» What this task involves:
Check each line below for the word "running". Then give only how many lines have it.

*** Records for the task Section Begins ***

PR #163, opened 2022-10-28
Fix dockerfile

Psykopear:
This PR fixes the current Docerfile, and also adds a Dockerfile in `apidocs/` to help rebuild the docs on a windows environment, where compiling bytewax is complicated


Psykopear:
@konradsienkowski it should be the same dockerfile we tried on slack, but try this and let me know if it works.
You should only have to run `./pdocs.sh` from the bytewax repository.

miccioest (approved):
Looks good.

PR #169, opened 2022-11-14
Adding manylinux_2_27 wheel building to CI

miccioest:
This PR automates the building of compatible wheels with Google Colab environments which have the `2.27` version of `GLIBC`.

### DIFF
--- a/Dockerfile.Colab
+++ b/Dockerfile.Colab
@@ -1,0 +1,47 @@
+FROM ubuntu:18.04
+
+# Install Python 3.7
+RUN apt update
+RUN apt install software-properties-common -y
+RUN add-apt-repository ppa:deadsnakes/ppa
+RUN apt install python3.7 -y
+RUN python3.7 --version
+
+# Install pip and venv
+RUN apt install python3-pip -y
+RUN apt-get install python3.7-venv -y
+
+# Install cargo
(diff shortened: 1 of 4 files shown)


Dockerfile.Colab
```diff
@@ -0,0 +1,47 @@
+FROM ubuntu:18.04
+
+# Install Python 3.7
+RUN apt update
+RUN apt install software-properties-common -y
+RUN add-apt-repository ppa:deadsnakes/ppa
+RUN apt install python3.7 -y
+RUN python3.7 --version
```
davidselassie, line 8: Does Collab support multiple Python versions? Will we have to bump this when they update Python?

davidselassie (approved):
I was vaguely following along in Zulip, and this makes sense to me.

Dockerfile.Colab
miccioest: Thanks, David

As far as I know, they support 2.7, 3.6, and, 3.7. So, if someone wants to use Bytewax the only option is 3.7.

It's true that if they add a python version we will need to change our custom image as well. But only if they don't upgrade the operating system. Because if they upgrade also the operating system we won't need this special `2_27` wheel anymore and we should remove this new job.

davidselassie (approved):

PR #175, opened 2022-11-19
Adds webserver

whoahbot:
- Changes pickling of steps from Tuple to PyDict.

### DIFF
--- a/pysrc/bytewax/_encoder.py
+++ b/pysrc/bytewax/_encoder.py
@@ -24,7 +24,7 @@ class DataflowEncoder(json.JSONEncoder):
     """
 
     def default(self, obj):
-        if "__getstate__" in dir(obj):
+        if hasattr(obj, "__getstate__"):
             return obj.__getstate__()
         if isinstance(obj, types.BuiltinFunctionType):
             return obj.__name__
--- a/pysrc/bytewax/_encoder.py
+++ b/pysrc/bytewax/_encoder.py
@@ -12,33 +12,21 @@ from .outputs import (
     KafkaOutputConfig,
 )
 
-# A list of all types that should use vars(obj)
-# which uses the Python `__getstate__` method
-# to return a JSON encodable representation.
-config_types = (
-    InputConfig,
-    ClockConfig,
-    WindowConfig,
-    ManualOutputConfig,
-    ManualInputConfig,
-    ManualEpochOutputConfig,
-    StdOutputConfig,
-    KafkaOutputConfig,
-    SystemClockConfig,
-)
-
 
 class DataflowEncoder(json.JSONEncoder):
     """Custom JSON encoder for a Dataflow
 
     This class is used in conjunction with the Rust `webserver` module to
     produce a JSON representation of a bytewax Dataflow.
+
+    __getstate__() is a method defined on all of the Python classes we
+    create in Rust to return a PyDict representation of that class.
     """
 
     def default(self, obj):
         if isinstance(obj, Dataflow):
             return {"Dataflow": {"steps": obj.steps}}
-        if isinstance(obj, config_types):
+        if "__getstate__" in dir(obj):
             return obj.__getstate__()
         if isinstance(obj, types.BuiltinFunctionType):
             return obj.__name__
--- a/pysrc/bytewax/_encoder.py
+++ b/pysrc/bytewax/_encoder.py
@@ -24,8 +24,6 @@ class DataflowEncoder(json.JSONEncoder):
     """
 
     def default(self, obj):
-        if isinstance(obj, Dataflow):
-            return {"Dataflow": {"steps": obj.steps}}
         if "__getstate__" in dir(obj):
             return obj.__getstate__()
         if isinstance(obj, types.BuiltinFunctionType):
--- a/pysrc/bytewax/encoder.py
+++ b/pysrc/bytewax/encoder.py
@@ -42,7 +42,11 @@ class DataflowEncoder(json.JSONEncoder):
             return obj.__getstate__()
         if isinstance(obj, types.BuiltinFunctionType):
             return obj.__name__
+        if isinstance(obj, types.MethodDescriptorType):
+            return obj.__name__
         if isinstance(obj, types.FunctionType):
+            return obj.__name__
+        if isinstance(obj, types.BuiltinMethodType):
             return obj.__name__
         if isinstance(obj, (datetime.date, datetime.datetime)):
             return obj.isoformat()
@@ -50,7 +54,10 @@ class DataflowEncoder(json.JSONEncoder):
             return str(obj)
 
         # Call the default encoder method for any other instance types.
-        return json.JSONEncoder.default(self, obj)
+        try:
+            return json.JSONEncoder.default(self, obj)
+        except TypeError as err:
+            raise TypeError(f"{obj} can not be JSON encoded: {err}")
 
 
 def encode_dataflow(dataflow: Dataflow):
--- a/pysrc/bytewax/encoder.py
+++ b/pysrc/bytewax/encoder.py
@@ -1,0 +1,60 @@
+import datetime
+import json
+import types
+
+from .bytewax import Dataflow
+from .inputs import ManualInputConfig, InputConfig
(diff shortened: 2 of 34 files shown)


src/execution/mod.rs
```diff
@@ -427,7 +428,18 @@ where
     SW: StateWriter<u64> + 'static,
 {
     let span = tracing::trace_span!("Building dataflow").entered();
+
+    let rt = tokio::runtime::Builder::new_multi_thread()
+        .enable_all()
+        .build()
+        .unwrap();
```
Psykopear, line 435: We are starting to have a certain number of tokio runtimes running depending on the config (recovery, tracing, and this).
This is not a problem per se, but it could impact performances.
We'd need to profile to understand if it's a problem at all, but we could think of sharing the runtime for lower priority tasks (tracing and the webserver)

src/macros.rs
```diff
@@ -87,3 +87,17 @@ macro_rules! log_func {
...
+        $self.$attr_name = $pydict
+            .get_item(stringify!($attr_name))
+            .ok_or_else(|| {
+                PyValueError::new_err(format!(
+                    "bad pickle contents for {}: {}",
+                    stringify!($attr_name), $pydict
+                ))
+            })?.extract()?;
+    };
+}
```
Psykopear, line 103: We could do this with a function, which I'd prefer over a macro:

```rust
fn pickle_extract<'a, D>(dict: &'a PyDict, key: &str) -> PyResult<D>
where
    D: FromPyObject<'a>,
{
    dict.get_item(key)
        .ok_or_else(|| PyValueError::new_err(format!("bad pickle contents for {}: {}", key, dict)))?
        .extract()
}
```

And used like this:
```rust
        self.service_name = pickle_extract(dict, "service_name")?;

```

src/dataflow/mod.rs
```diff
@@ -684,64 +691,134 @@ pub(crate) enum Step {
...
-            Ok(Self::Capture { output_config })
-        } else {
-            Err(PyValueError::new_err(format!(
-                "bad python repr when unpickling Step: {obj:?}"
-            )))
+        let dict: &PyDict = obj.downcast()?;
+        let t: &str = dict
+            .get_item("type")
+            .expect("Unable to extract step, missing `type` field.")
+            .extract()?;
```
Psykopear, line 703: Since this is used a lot here, maybe wrap it in a function:
```rust
fn step_extract<'a, D>(dict: &'a PyDict, key: &str) -> PyResult<D>
where
    D: FromPyObject<'a>,
{
    dict.get_item(key)
        .expect("Unable to extract step, missing `{key}` field.")
        .extract()
}
```

Psykopear: Same for all the steps below

Psykopear:
```rust
let t: &str = step_extract(dict, "type")?;
```

```rust
        match t {
            "Input" => Ok(Self::Input {
                step_id: step_extract(dict, "step_id")?,
                input_config: step_extract(dict, "input_config")?,
            }),
        ...
```

src/webserver/mod.rs
```diff
@@ -0,0 +1,55 @@
...
+        let encoder_module =
+            PyModule::import(py, "bytewax.encoder").expect("Unable to load Bytewax encoder module");
+        // For convenience, we are using a helper function supplied in the
+        // bytewax.encoder module.
+        let encode = encoder_module
+            .getattr("encode_dataflow")
+            .expect("Unable to load encode_dataflow function");
+
+        encode.call1((dataflow,)).unwrap().to_string()
+    });
```
Psykopear, line 46: Do we need to encode the dataflow at each request?
Unless we need to support a dataflow that can change while running (or other usecases I'm missing here), I'd do this only once

src/execution/mod.rs
whoahbot: That's a good point. For now, I'll limit the number of threads that this one manages.

pytests/test_encoder.py
```diff
@@ -0,0 +1,120 @@
...
+                "builder": "<lambda>",
+                "mapper": "update",
+                "step_id": "order_book",
+                "type": "StatefulMap",
+            },
+        ),
+        ("method_descriptor", {"type": "Map", "mapper": "split"}),
+    ],
+)
+def test_dataflow_encoding(step, output):
```
davidselassie, line 85: What's going on here? Are you asserting that the JSON encoding of each step type works? I think having 8 separate tests would be a little more clear.

davidselassie (commented):
Looks generally good! I have a few questions / suggestions.

src/execution/mod.rs
```diff
@@ -427,7 +428,20 @@ where
...
+    let rt = tokio::runtime::Builder::new_multi_thread()
+        .worker_threads(2)
+        .thread_name("webserver-threads")
+        .enable_all()
+        .build()
+        .unwrap();
+
     let probe = Python::with_gil(|py| {
+        let df = flow.extract(py).unwrap();
+        if worker.index() == 0 {
```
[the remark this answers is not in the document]
whoahbot: Good question. The initial idea was to have just one of the workers on a host spawn the webserver. I think there will be a case that the webserver will expose dynamic information for a process, but I don't think that we'll be reporting data on a worker thread basis.

pysrc/bytewax/encoder.py
```diff
@@ -0,0 +1,67 @@
...
+class DataflowEncoder(json.JSONEncoder):
+    """Custom JSON encoder for a Dataflow
+
+    This class is used in conjunction with the Rust `webserver` module to
+    produce a JSON representation of a bytewax Dataflow.
+    """
+
+    def default(self, obj):
+        if isinstance(obj, Dataflow):
+            return {"Dataflow": {"steps": obj.steps}}
```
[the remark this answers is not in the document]
whoahbot: I was trying to match the ergonomics we proposed in Slack, but I'm happy to remove this reformatting if @konradsienkowski and @Psykopear are :+1: with the shape of the JSON without it.

src/common.rs
```diff
@@ -1,2 +1,24 @@
...
+        .extract()
+}
+
+// Extract a field of a Dataflow `Step` from a PyDict
+pub(crate) fn step_extract<'a, D>(dict: &'a PyDict, key: &str) -> PyResult<D>
+where
+    D: FromPyObject<'a>,
+{
+    dict.get_item(key)
+        .expect("Unable to extract step, missing `{key}` field.")
```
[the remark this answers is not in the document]
whoahbot: Good call. I'll refactor them to use the same function.

pysrc/bytewax/encoder.py
```diff
@@ -0,0 +1,67 @@
...
+        if isinstance(obj, config_types):
```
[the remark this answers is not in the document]
whoahbot: I'll see if `__getstate__` is defined on most types. Maintaining the list of classes that should use it was one of my concerns with this approach.

pytests/test_encoder.py
whoahbot: I can break them out into multiple tests if that's clearest.

pysrc/bytewax/_encoder.py
```diff
@@ -0,0 +1,53 @@
...
+
+    This class is used in conjunction with the Rust `webserver` module to
+    produce a JSON representation of a bytewax Dataflow.
+
+    __getstate__() is a method defined on all of the Python classes we
+    create in Rust to return a PyDict representation of that class.
+    """
+
+    def default(self, obj):
+        if "__getstate__" in dir(obj):
```
davidselassie, line 27: I think a slightly more robust way to do this is [`hasattr`](https://docs.python.org/3/library/functions.html#hasattr) (and the way I've seen in the past), given all the hesitation we've had surrounding `dir`.

davidselassie (approved):

pysrc/bytewax/encoder.py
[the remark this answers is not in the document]
whoahbot: I made the change, it feels better to have them be uniform. I'll let @konradsienkowski and @Psykopear weigh in if they want it changed.

davidselassie (approved):

PR #176, opened 2022-11-25
Added EXPOSE command in Dockerfiles

Psykopear:
Added an `EXPOSE` line in Dockerfiles to document which ports we need to expose from inside the container.

I also made a small fix in how we get the port from the env var, since previously it accepted an entire url.
I'm not sure we need to use anything else than "0.0.0.0:PORT", but if we do I can change it back to accept the entire url.


miccioest (approved):
Looks good. Thanks for improving Dockerfiles

PR #180, opened 2022-12-05
Use cbfmt with pre-commit

whoahbot:
Requires the installation of https://github.com/lukas-reineke/cbfmt when using the pre-commit hooks.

*** Records for the task Section Ends ***

» Solution to the problem:
2